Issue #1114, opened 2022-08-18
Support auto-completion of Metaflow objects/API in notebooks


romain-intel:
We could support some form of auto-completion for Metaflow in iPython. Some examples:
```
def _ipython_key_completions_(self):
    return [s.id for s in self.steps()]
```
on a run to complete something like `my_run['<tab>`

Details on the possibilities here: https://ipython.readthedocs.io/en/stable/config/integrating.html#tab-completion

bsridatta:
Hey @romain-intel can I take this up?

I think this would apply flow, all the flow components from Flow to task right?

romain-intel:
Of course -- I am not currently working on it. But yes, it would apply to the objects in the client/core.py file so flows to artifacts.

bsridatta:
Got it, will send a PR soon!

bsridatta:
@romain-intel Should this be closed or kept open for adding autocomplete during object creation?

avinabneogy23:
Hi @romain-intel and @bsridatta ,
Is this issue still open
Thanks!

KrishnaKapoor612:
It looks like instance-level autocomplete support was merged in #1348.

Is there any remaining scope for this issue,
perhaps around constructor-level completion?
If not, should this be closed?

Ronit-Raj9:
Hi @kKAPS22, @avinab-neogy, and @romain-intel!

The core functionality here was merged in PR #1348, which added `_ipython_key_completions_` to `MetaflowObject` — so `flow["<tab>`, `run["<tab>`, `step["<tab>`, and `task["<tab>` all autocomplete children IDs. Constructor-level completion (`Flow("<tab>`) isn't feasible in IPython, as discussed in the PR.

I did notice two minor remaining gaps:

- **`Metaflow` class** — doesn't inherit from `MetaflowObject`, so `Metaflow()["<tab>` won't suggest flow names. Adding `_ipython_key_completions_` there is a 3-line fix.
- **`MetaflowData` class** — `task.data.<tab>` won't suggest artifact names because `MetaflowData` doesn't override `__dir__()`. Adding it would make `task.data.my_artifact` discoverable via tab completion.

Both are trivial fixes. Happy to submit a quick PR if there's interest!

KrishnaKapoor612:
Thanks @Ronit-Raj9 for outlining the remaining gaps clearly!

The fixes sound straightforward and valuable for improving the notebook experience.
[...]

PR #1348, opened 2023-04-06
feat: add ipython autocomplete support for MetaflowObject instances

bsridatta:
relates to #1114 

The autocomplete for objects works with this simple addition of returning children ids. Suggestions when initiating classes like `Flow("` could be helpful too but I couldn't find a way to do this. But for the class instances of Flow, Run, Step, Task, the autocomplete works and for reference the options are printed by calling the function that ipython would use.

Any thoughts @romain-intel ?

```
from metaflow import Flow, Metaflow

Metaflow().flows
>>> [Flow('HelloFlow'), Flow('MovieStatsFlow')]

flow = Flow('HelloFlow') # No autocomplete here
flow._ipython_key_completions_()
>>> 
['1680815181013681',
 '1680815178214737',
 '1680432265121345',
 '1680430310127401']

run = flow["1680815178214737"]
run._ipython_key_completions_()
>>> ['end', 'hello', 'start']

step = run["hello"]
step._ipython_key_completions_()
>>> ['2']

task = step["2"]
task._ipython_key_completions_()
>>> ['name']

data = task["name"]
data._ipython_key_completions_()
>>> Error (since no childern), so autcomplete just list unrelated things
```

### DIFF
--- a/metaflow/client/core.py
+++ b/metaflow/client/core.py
◆ ◆ ◆ ◆
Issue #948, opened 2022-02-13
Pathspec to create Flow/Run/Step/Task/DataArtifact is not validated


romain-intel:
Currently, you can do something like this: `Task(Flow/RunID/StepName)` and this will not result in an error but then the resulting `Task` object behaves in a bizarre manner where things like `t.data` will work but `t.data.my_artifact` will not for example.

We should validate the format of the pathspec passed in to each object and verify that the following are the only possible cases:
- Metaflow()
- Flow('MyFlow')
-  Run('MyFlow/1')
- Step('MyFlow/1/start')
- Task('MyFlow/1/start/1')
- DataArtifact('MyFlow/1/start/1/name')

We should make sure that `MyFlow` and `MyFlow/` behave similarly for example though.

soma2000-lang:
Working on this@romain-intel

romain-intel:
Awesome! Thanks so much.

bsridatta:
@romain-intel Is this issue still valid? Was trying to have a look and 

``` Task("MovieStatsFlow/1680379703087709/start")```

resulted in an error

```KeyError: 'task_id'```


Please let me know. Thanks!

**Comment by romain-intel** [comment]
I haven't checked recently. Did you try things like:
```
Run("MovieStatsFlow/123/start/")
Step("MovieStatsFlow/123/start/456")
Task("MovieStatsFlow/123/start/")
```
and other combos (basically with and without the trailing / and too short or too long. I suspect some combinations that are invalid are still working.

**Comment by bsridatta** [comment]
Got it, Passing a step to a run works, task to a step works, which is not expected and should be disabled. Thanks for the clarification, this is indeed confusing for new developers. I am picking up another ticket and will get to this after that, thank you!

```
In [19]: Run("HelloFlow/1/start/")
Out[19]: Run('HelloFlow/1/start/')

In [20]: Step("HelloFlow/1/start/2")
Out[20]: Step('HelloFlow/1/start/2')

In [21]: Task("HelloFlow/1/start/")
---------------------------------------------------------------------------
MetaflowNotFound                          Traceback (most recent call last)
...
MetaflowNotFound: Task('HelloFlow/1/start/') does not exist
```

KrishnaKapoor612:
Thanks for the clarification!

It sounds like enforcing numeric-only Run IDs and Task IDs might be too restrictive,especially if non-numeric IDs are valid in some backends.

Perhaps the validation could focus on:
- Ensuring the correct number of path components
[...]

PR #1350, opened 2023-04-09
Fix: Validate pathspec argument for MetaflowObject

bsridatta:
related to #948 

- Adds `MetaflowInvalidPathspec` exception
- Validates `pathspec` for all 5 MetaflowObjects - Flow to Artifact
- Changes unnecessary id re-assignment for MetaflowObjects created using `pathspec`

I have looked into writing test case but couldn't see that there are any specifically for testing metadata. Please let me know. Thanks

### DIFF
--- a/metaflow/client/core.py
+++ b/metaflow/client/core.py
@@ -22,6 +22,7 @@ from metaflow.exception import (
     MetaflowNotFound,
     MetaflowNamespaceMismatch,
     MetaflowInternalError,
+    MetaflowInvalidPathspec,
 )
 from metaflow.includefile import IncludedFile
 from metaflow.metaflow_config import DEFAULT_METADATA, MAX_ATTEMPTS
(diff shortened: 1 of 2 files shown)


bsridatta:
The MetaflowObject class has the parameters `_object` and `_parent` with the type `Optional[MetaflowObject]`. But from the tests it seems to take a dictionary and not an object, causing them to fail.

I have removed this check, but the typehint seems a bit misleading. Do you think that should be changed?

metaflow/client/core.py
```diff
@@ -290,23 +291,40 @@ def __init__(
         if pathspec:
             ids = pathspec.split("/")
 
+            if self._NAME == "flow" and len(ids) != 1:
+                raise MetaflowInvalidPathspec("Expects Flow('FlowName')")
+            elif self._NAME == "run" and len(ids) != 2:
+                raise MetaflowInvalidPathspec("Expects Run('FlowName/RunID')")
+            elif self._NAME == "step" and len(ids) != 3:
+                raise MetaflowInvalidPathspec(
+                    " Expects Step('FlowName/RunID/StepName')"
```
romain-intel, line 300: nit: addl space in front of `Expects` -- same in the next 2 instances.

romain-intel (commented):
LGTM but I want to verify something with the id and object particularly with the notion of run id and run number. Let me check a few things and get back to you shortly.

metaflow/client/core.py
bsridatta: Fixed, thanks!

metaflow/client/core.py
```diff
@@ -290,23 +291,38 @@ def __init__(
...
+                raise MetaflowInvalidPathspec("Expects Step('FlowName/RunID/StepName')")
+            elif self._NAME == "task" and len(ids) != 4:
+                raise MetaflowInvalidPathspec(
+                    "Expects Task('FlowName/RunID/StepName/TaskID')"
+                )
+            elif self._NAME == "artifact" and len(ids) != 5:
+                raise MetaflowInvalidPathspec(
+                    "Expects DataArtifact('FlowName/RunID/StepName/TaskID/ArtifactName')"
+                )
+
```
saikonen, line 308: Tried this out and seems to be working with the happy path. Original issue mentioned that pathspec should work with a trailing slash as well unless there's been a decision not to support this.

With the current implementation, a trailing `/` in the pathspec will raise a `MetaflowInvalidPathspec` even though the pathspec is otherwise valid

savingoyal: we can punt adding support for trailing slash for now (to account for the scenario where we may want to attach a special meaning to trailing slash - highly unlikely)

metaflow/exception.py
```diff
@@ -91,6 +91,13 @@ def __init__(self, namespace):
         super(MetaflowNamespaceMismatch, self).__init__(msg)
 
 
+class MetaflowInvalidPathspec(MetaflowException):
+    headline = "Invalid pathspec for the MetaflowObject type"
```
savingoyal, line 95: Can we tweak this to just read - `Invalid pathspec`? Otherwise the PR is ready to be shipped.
◆ ◆ ◆ ◆
What is needed
Among the records above, repeat exactly the line with "Awesome! Thanks so much.", the line with "by bsridatta** [comment]", and every line in between, and only those.

Written response
Awesome! Thanks so much.

bsridatta:
@romain-intel Is this issue still valid? Was trying to have a look and 

``` Task("MovieStatsFlow/1680379703087709/start")```

resulted in an error

```KeyError: 'task_id'```


Please let me know. Thanks!

**Comment by romain-intel** [comment]
I haven't checked recently. Did you try things like:
```
Run("MovieStatsFlow/123/start/")
Step("MovieStatsFlow/123/start/456")
Task("MovieStatsFlow/123/start/")
```
and other combos (basically with and without the trailing / and too short or too long. I suspect some combinations that are invalid are still working.

**Comment by bsridatta** [comment]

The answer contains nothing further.